PR #621, opened 2023-04-13
Check for implicit root tile if tileset is 1.1 format

### LINKED ISSUE #527: Implicit tiling is no longer an extension in 3D Tiles 1.1
It is harmless and potentially useful to continue supporting the `3DTILES_implicit_tiling` extension. But in 3D Tiles 1.1 `implicitTiling` is an optional property in the `Tile` schema itself, so we should support tilesets that use that new property.

joseph-kaile:
Fixes #527


Cesium3DTilesSelection/src/TilesetJsonLoader.cpp
```diff
@@ -489,34 +489,43 @@ std::optional<Tile> parseTileJsonRecursively(
...
-      tile.setRefine(tileRefine);
-
-      parseImplicitTileset(
-          implicitExtensionIt->value,
-          contentUri,
-          tile,
-          currentLoader);
-
-      return tile;
+  const rapidjson::Value* implicitExtensionJson = nullptr;
```
j9liu, line 492: Nitpick but can this be renamed:

```suggestion
  const rapidjson::Value* implicitTilingJson = nullptr;
```

that way, we reinforce that the `implicitTiling` object is no longer an extension.

Cesium3DTilesSelection/src/TilesetJsonLoader.cpp
```diff
@@ -489,34 +489,43 @@ std::optional<Tile> parseTileJsonRecursively(
...
+  const auto implicitTilingIt = tileJson.FindMember("implicitTiling");
+  if (implicitTilingIt != tileJson.MemberEnd() &&
+      implicitTilingIt->value.IsObject()) {
+    implicitExtensionJson = &implicitTilingIt->value;
+  }
+  if (!implicitExtensionJson) {
```
j9liu, line 498: You can consolidate to an else statement:
```suggestion
  }
  else {
```

Cesium3DTilesSelection/src/TilesetJsonLoader.cpp
```diff
@@ -489,34 +489,43 @@ std::optional<Tile> parseTileJsonRecursively(
...
+    const auto extensionIt = tileJson.FindMember("extensions");
+    if (extensionIt != tileJson.MemberEnd()) {
+      // this is an external tile pointing to an implicit tileset
```
j9liu, line 501: Can you move this comment to the first if statement (the one checking for `implicitTiling`)? Then here, the comment should indicate that this is the legacy 3D Tiles Next implicit tiling extension.

j9liu (commented):
@joseph-kaile this looks good from a glance, but could use some unit tests to confirm that the changes work.

I see that in `Cesium3DTilesSelection/test/data` there's an ImplicitTileset that uses the extension. Can you do the following:
- [x] Create a copy of `tileset.json` that uses `implicitTiling` instead of the legacy extension. Name this according to the convention that we use in CesiumJS's specs: the legacy version is called `tileset_1.0.json`, and the 1.1 version is `tileset_1.1.json`. 
- [ ] Make sure all of the existing unit tests use `tileset_1.1.json` instead.
- [ ] Add a backwards compatibility test for `tileset_1.0.json`. The legacy test can be really simple, but we just want to make sure it parses correctly.

Cesium3DTilesSelection/src/TilesetJsonLoader.cpp
```diff
@@ -488,35 +488,41 @@ std::optional<Tile> parseTileJsonRecursively(
     }
   }
 
-  // determine if tile points to implicit tiling extension
-  const auto extensionIt = tileJson.FindMember("extensions");
-  bool hasImplicitContent = false;
-  if (extensionIt != tileJson.MemberEnd()) {
+  // determine if tile is an implicit tile
```
j9liu, line 491:
```suggestion
  // determine if tile has implicit tiling
```

Cesium3DTilesSelection/test/data/ImplicitTileset/tileset_1.1.json
```diff
@@ -0,0 +1,34 @@
+{
+  "asset": {
+    "version": "1.0"
```
j9liu, line 3:
```suggestion
    "version": "1.1"
```

Cesium3DTilesSelection/src/TilesetJsonLoader.cpp
```diff
@@ -488,35 +488,41 @@ std::optional<Tile> parseTileJsonRecursively(
...
-      parseImplicitTileset(
-          implicitExtensionIt->value,
-          contentUri,
-          tile,
-          currentLoader);
-
-      return tile;
+    implicitTilingJson = &implicitTilingIt->value;
+  }
+  if (!implicitTilingJson) {
```
j9liu, line 499: Changing this to an `else` works for me -- can you double-check if it works for you?

j9liu (commented):
I see two other implicit tilesets in here that need to be changed, so I'll push a commit with those changes + the ones I note in my feedback here.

THE PROBLEM: Count the lines of the records that include the word "nullptr". Give the number by itself.

TASK ANSWER: 2